[What the task asks]
Your answer must be the records below, reproduced exactly.

[Collected data entries]

============

PR #10679, opened 2026-08-27
fix: preserve unqualified references in methods

dmadisetti:
## Summary

Followup for the comments on #10678.

We previously only had a scope distinction for comprehensions (`is_comprehension`), the review bots in #10678, rightly caught that because class scoping works differently from function scoping, the recursive reference calls did not work in classes.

============

[Reply]
PR #10679, opened 2026-08-27
fix: preserve unqualified references in methods

dmadisetti:
## Summary

Followup for the comments on #10678.

We previously only had a scope distinction for comprehensions (`is_comprehension`), the review bots in #10678, rightly caught that because class scoping works differently from function scoping, the recursive reference calls did not work in classes.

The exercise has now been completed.